-------- Material provided
PR #295, opened 2021-06-08
Update AMReX submodule and remove references to VecReduce

jrood-nrel:


Source/InitEB.cpp
```diff
@@ -242,31 +242,20 @@ PeleC::initialize_eb2_structs()
...
-            int const& r, amrex::Gpu::Handler const& h) noexcept {
-            amrex::Gpu::deviceReduceSum_full(dp, r, h);
-          });
-#else
-          [=] AMREX_GPU_DEVICE(int const& r) noexcept {
-            amrex::Gpu::deviceReduceSum_full(dp, r);
-          });
-#endif
-        const int Nall_cut_faces = ds.dataValue();
+          1);
```
jrood-nrel: @WeiqunZhang it's not obvious to me what these `1` values are. Can you clarify their meaning?

Source/Utilities.H
```diff
@@ -502,14 +502,15 @@ locate(const amrex::Real* xtable, const int n, const amrex::Real& x, int& idxlo)
...
 
-/* This was manually inlined to avoid unique_ptr somehow finding it and
-segfaulting template <typename T> AMREX_GPU_DEVICE AMREX_FORCE_INLINE void
-swap(T* x, T* y)
-{
-  T temp = *x;
-  *x = *y;
-  *y = temp;
-}*/
+// This was manually inlined to avoid unique_ptr somehow finding it and
```
marchdf: Can we just remove this now?

Source/InitEB.cpp
WeiqunZhang: There should not be a 1 here.  Reduce::Sum has an optional argument for the initial value that's difaulted to zero.  We need `1` in the next use of Reduce::Sum, but not here.

jrood-nrel: Ok. Hmm, it wouldn't compile for me without a value there. I will try again.

jrood-nrel: So when I remove it, I don't understand why it doesn't use 0 as the default and fails to compile as shown in the CI.

WeiqunZhang:
Try `Reduce::Sum<int>(....)`.

jrood-nrel:
Using `<int>` seems to work. Thanks!

marchdf (approved):
Ran the tests on eagle and everything seems to pass without a diff. So I think this is good to go! I just had one comment/thing to remove.

Source/Utilities.H
WeiqunZhang: If you need to swap like this, you can also do `amrex::Swap(*x,*y)`.

PR #297, opened 2021-06-10
Add tagging documentation

marchdf:


jrood-nrel (approved):

hsitaram:
All good.. Although I notice in the code that velx,vely and velz are tagged based on value and not on absolute value. Absolute value makes more sense to me which is orientation independent. Not critical though to be done in this PR

hsitaram (approved):

marchdf:
@hsitaram good catch, I opened #298 to fix that.

PR #300, opened 2021-06-16
Add CFL warning when using MOL hydro

marchdf:


jrood-nrel (approved):

hsitaram (approved):
all good! a not-so-critical comment is that it will be nicer to have a pelec::cfl_max in params rather than hard coding a 0.3. what is here is fine.

PR #302, opened 2021-06-30
Clean Riemann solver

marchdf:
This PR:
- removes the uses of `gamma` in the Riemann solver. It was just used to compute `cs`. This is now a call to the eos.
- It also removes `rhoe` (which was an unused variable in the RS).
- These two changes led to a bunch of EOS calls being taken out 

I expect machine precision diffs.


hsitaram (approved):
looks good to me! are there any diffs?

marchdf:
I see `1e-16` diffs on EB-C10. That's about what I would expect.

jrood-nrel (approved):

baperry2 (approved):
Looks good to me.

PR #303, opened 2021-07-01
Specify exact hydro EB wall flux

marchdf:
This PR:
- sets the hydrodynamic fluxes at the EB boundary to be `F = [0, p_nx, p_ny, p_nz, 0]` (for mass, momentum, energy). The current code would call a Riemann solver with opposing normal velocities.
- removes the use of `eb_small_vfrac` as it was only being used to merge quantities in small cells for computing MOL hydro fluxes. And even then, all our cases were setting that value to 0.0.

### DIFF
--- a/Source/Diffusion.cpp
+++ b/Source/Diffusion.cpp
@@ -395,8 +395,8 @@ PeleC::getMOLSrcTerm(
             cbox, qar, qauxar, flx, area_arr, dx, plm_iorder
 #ifdef PELEC_USE_EB
             ,
-            eb_small_vfrac, vfrac.array(mfi), flags.array(mfi),
-            d_sv_eb_bndry_geom, Ncut, d_eb_flux_thdlocal, nFlux
+            flags.array(mfi), d_sv_eb_bndry_geom, Ncut, d_eb_flux_thdlocal,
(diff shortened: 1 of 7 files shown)


marchdf:
C14: left is this PR, right is development:
Screen Shot 2021-06-30 at 4 41 57 PM

marchdf:
C7: 
[profiles.pdf](https://github.com/AMReX-Combustion/PeleC/files/6749196/profiles.pdf)

marchdf:
C8 (left is PR, (right is `development`):
Screen Shot 2021-07-01 at 10 20 39 AM

marchdf:
C9: 
[profiles.pdf](https://github.com/AMReX-Combustion/PeleC/files/6749626/profiles.pdf)

jrood-nrel (approved):

hsitaram (approved):
so no more merge-cell business then?

marchdf:
@hsitaram this was the only place we had the possibility of merging cells. But we weren't merging anymore because of the new State Redistribution scheme. And if we use this EB wall flux, where pressure is the only variable that is used, then I don't think merging pressure makes any sense...

PR #305, opened 2021-07-06
Hari/least squares

hsitaram:
This PR implements the least-squares stencil for calculating gradients at the embedded boundary for diffusion operators.
I have done some preliminary tests and it seems to be giving accurate results. see EB-MMS error convergence
errconv_ebc1


Source/InitEB.cpp
```diff
@@ -84,6 +91,8 @@ PeleC::initialize_eb2_structs()
     const amrex::Box tbox = mfi.growntilebox();
     const amrex::EBCellFlagFab& flagfab = flags[mfi];
 
+    // amrex::Print()<<"grown tbox:"<<tbox<<"\n";
```
marchdf: remove these?

marchdf:
Super cool! Can you add some documentation? Maybe include the figure you posted above in the documentation too?

hsitaram:
> Super cool! Can you add some documentation? Maybe include the figure you posted above in the documentation too?

I can definitely add to documentation in the next PR, now that I see ~ 2nd order accuracy with EB which is big! Doing a 512 case as well.

Source/InitEB.cpp
```diff
@@ -76,6 +77,14 @@ PeleC::initialize_eb2_structs()
   int bgs = -1;
   pp.get("boundary_grad_stencil_type", bgs);
 
+  if (bgs == 0) {
```
jrood-nrel, line 79: I think this should be an if/else if.

Source/EBLeastSquares.H
```diff
@@ -0,0 +1,296 @@
...
+// data on boundaries of control volumes, the unweighted least squares procedure
+// is used. When actual gradients are required, as in the production terms for
+// the turbulence models, Green’s theorem"
+
+//"I guess the upshot from Anderson and Bonhaus's statement is that
+// least-squares is robust and more accurate on stretched weird grids but may
+// not
+// be necassarily more accurate than Green-Gauss on nicer grids": HARI S
+
+AMREX_GPU_DEVICE
```
jrood-nrel: I think these should be `AMREX_FORCE_INLINE` if they are device functions?

Source/InitEB.cpp
```diff
@@ -1,6 +1,7 @@
 #include <memory>
 
 #include "EB.H"
+#include "EBLeastSquares.H"
```
jrood-nrel: I don't think this warrants a new header. Can this go in the existing EB files?

Source/InitEB.cpp
```diff
@@ -76,6 +77,14 @@ PeleC::initialize_eb2_structs()
   int bgs = -1;
   pp.get("boundary_grad_stencil_type", bgs);
 
+  if (bgs == 0) {
+    amrex::Print() << "using quadratic stencil\n";
```
jrood-nrel: Capitalize `using`

jrood-nrel:
I just had a few nitpicks and then I'm fine merging this.

Source/InitEB.cpp
hsitaram: I have changed this

Source/EBLeastSquares.H
hsitaram: good catch! added now

Source/InitEB.cpp
hsitaram: done

Source/InitEB.cpp
hsitaram: I could split the least-squares specific helper functions into Utilities.H or other headers, but I feel it will be hard to read. If this stays as a stand-alone header a developer has to just go through this one file. It will also not blow up the other files. So I prefer that it remain in a separate header.

Source/InitEB.cpp
hsitaram: I also made it a query, so it doesnt err if not specified. dont know why it remained as pp.get

Source/InitEB.cpp
jrood-nrel: There are already a lot of EB utility functions in `EB.H` and `EB.cpp` so I think more would be fine. I feel there is an inconsistency with `pc_fill_bndry_grad_stencil_ls` being in `EBLeastSquares.H` and `pc_fill_bndry_grad_stencil_quadratic` in `EB.cpp` when they are so similar. Why not an `EBQuadratic.H` as well? (not that I'm suggesting that 🙂 )

hsitaram (commented):
I have added the least-squares functions into EB.H and EB.cpp. No additional headers.

marchdf:
@hsitaram can we still add the documentation? You mentioned you wanted to add that. I think the graph you show here should be in that. Maybe in the EB discussion?

hsitaram:
> @hsitaram can we still add the documentation? You mentioned you wanted to add that. I think the graph you show here should be in that. Maybe in the EB discussion?

yes, as soon as my 512x512x512 case is done, I will add it.

PR #306, opened 2021-07-08
Add converging nozzle flow

marchdf:


jrood-nrel (approved):

Exec/RegTests/EB-ConvergingNozzle/prob.H
```diff
@@ -0,0 +1,126 @@
...
+  state(i, j, k, UTEMP) = T;
+  for (int n = 0; n < NUM_SPECIES; n++) {
+    state(i, j, k, UFS + n) = rho * massfrac[n];
+  }
+}
+
+AMREX_GPU_DEVICE
+AMREX_FORCE_INLINE
+void
+bcnormal(
```
baperry2, line 64: I have a version of this that has the subsonic outlet BC from Blazek implemented here as well (based on EB-C10). With the current FOExtrap BC, the pressure in the nozzle builds over time (it is not defined at either the inlet or outlet), but the Blazek BC holds it constant. However, in the current BC seems to be better at letting pressure waves escape the domain in test runs that I did. The outlet BC is not really relevant for what this test is targetting so it may not matter much how we specify the outlet BC.

Exec/RegTests/EB-ConvergingNozzle/README.md
```diff
@@ -0,0 +1 @@
+# Simple flow in a converging nozzle geometry
```
baperry2: Maybe specify subsonic here + how BCs are defined.

Mention how to check for the problem that led to this test being added?

baperry2 (approved):
Looks good for now, may be worth revisiting the outlet BC in this and other cases at some point.

Exec/RegTests/EB-ConvergingNozzle/prob.H
drummerdoc: This is a good point, and might be responsible for weird looking flows I'm seeing in a different configuration.  @emotheau has suggested to fix the pressure at the outflow, extrap T, U and composition, as a simple approach to what it seems like @baperry2 is suggesting.

marchdf:
I think this is ready to merge. AMReX-Hydro has fixes that address the issue.  There was apparently a bug in `StateRedist` that resolved 98% of the issues. And then there was the addition of `NewStateRedist` which is even better. Eventually `NewStateRedist` will become `StateRedist` in the future. Here's a comparison of the different schemes/commits:

```
top left: latest AMReX-Hydro with “NewStateRedist”
top right: latest AMReX-Hydro with “StateRedist”
bottom left: f986086 for AMReX-Hydro with “StateRedist”
bottom right: 86561b1 for AMReX-Hydro with “StateRedist”
```
Screen Shot 2021-08-12 at 9 21 00 AM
----------------
> _Directions for this task_
Which lines of the records hold the string "gradients"? Copy each one.

> _Answer box_
This PR implements the least-squares stencil for calculating gradients at the embedded boundary for diffusion operators.
+// is used. When actual gradients are required, as in the production terms for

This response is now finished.